The Quantum Theory of Fields (2018)

To appear in E. Knox and A. Wilson (ed.), 'The Routledge Companion to Philosophy of Physics' (Routledge, forthcoming).

This is an introduction to quantum field theory and its conceptual and philosophical problems, aimed at non-specialists (but assuming some prior exposure to quantum mechanics).

Review of "Interpreting Quantum Theories", by Laura Ruetsche (2014)

British Journal for the Philosophy of Science 64 (2014), 425-428

Taking Particle Physics Seriously: A critique of the algebraic approach to quantum field theory (2011)

Studies in the History and Philosophy of Modern Physics 42 (2011) pp.116-125

I argue against the currently-prevalent view in philosophy of physics that algebraic quantum field theory (AQFT) is the correct framework for philosophy of quantum field theory and that "conventional" quantum field theory (CQFT), of the sort used in mainstream particle physics, is not suitable for foundational study. In doing so, I defend the position that AQFT and CQFT, understood in an appropriate sense, ought to be understood as rival programs to resolve the mathematical and physical pathologies of renormalization theory, and that CQFT has succeeded in this task and AQFT has failed. I also defend CQFT from recent criticisms made by Doreen Fraser.

QFT, Antimatter, and Symmetry (2009)

Studies in the History and Philosophy of Modern Physics 40 (2009) pp. 209-222.

A systematic analysis is made of the relations between the symmetries of a classical field and the symmetries of the one-particle quantum system that results from quantizing that field in regimes where interactions are weak. The results are applied to gain a greater insight into the phenomenon of antimatter.

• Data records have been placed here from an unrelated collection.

PR #3034, opened 2018-09-26
Fix RPATH and dylib install_name on OSX

babsingh:
On OSX, -rpath,\\$$ORIGIN doesn't work. -rpath needs to correspond to
either @executable_path, @loader_path or some other path. More
information can be seen in the man pages of dyld. I have chosen to set
rpath as "-rpath,@loader_path/.". @loader_path points to the directory
where dylib being loaded exists. This works since libjvm is able to load
all the dependent dylibs.

When naming dylibs, @rpath/ should be appended to dylib names. Example:
@rpath/libj9thr29.dylib. Appending @rpath to the dylib name instructs
the dynamic linker to search the list of run paths for the dylib.

Reference:
https://wincent.com/wiki/%40executable_path%2C_%40load_path_and_%40rpath

### DIFF
--- a/runtime/makelib/targets.mk.osx.inc.ftl
+++ b/runtime/makelib/targets.mk.osx.inc.ftl
@@ -47,7 +47,7 @@ $(UMA_EXETARGET): $(UMA_OBJECTS) $(UMA_TARGET_LIBRARIES)
 UMA_BEGIN_DASH_L =
 UMA_END_DASH_L =
 
-UMA_EXE_POSTFIX_FLAGS += -lm -liconv -lc -ldl -lutil -Wl,-rpath,\$$ORIGIN
+UMA_EXE_POSTFIX_FLAGS += -lm -liconv -lc -ldl -lutil -Wl,-rpath,@loader_path
 
 <#if uma.spec.processor.amd64>
   UMA_MASM2GAS_FLAGS += --64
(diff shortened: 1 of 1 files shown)


babsingh:
fyi - @DanHeidinga

babsingh:
Related to https://github.com/eclipse/openj9/issues/36

runtime/makelib/targets.mk.osx.inc.ftl
```diff
@@ -47,7 +47,7 @@ $(UMA_EXETARGET): $(UMA_OBJECTS) $(UMA_TARGET_LIBRARIES)
 UMA_BEGIN_DASH_L =
 UMA_END_DASH_L =
 
-UMA_EXE_POSTFIX_FLAGS += -lm -liconv -lc -ldl -lutil -Wl,-rpath,\$$ORIGIN
+UMA_EXE_POSTFIX_FLAGS += -lm -liconv -lc -ldl -lutil -Wl,-rpath,@loader_path/.
```
DanHeidinga: Why `/.` on the end of the path?

babsingh: i think it should work without `/.`. I will verify and remove it.

babsingh: verified; works without `/.`; removed it.

DanHeidinga:
File is osx only which isn't in the builds yet.  Merging as is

In defence of naivete: the conceptual status of Lagrangian QFT (2001)

Synthese 151 (2006) pp. 33-80.

I analyse the conceptual and mathematical foundations of Lagrangian quantum field theory (that is, the "naive" quantum field theory used in mainstream physics, as opposed to algebraic quantum field theory). The objective is to see whether Lagrangian quantum field theory has a sufficiently firm conceptual and mathematical basis to be a legitimate object of foundational study, or whether it is too ill-defined. The analysis covers renormalisation and infinities, inequivalent representations, and the concept of localised states; the conclusion is that Lagrangian QFT (at least as described here) is a perfectly respectable physical theory, albeit somewhat different in certain respects from most of those studied in foundational work.

Emergence of particles from bosonic quantum field theory (2001)

Unpublished (cite as

An examination is made of the way in which particles emerge from linear, bosonic, massive quantum field theories. Two different constructions of the one-particle subspace of such theories are given, both illustrating the importance of the interplay between the quantum-mechanical linear structure and the classical one. Some comments are made on the Newton-Wigner representation of one-particle states, and on the relationship between the approach of this paper and those of Segal, and of Haag and Ruelle.

(Note: this was actually accepted by Studies in the History and Philosophy of Modern Physics, pending minor revisions, back in 2003 or so. For various reasons I never got around to making the revisions; by now, I'd probably need to rewrite it quite a lot, since my views have shifted a bit, more in terms of presentation than actual content).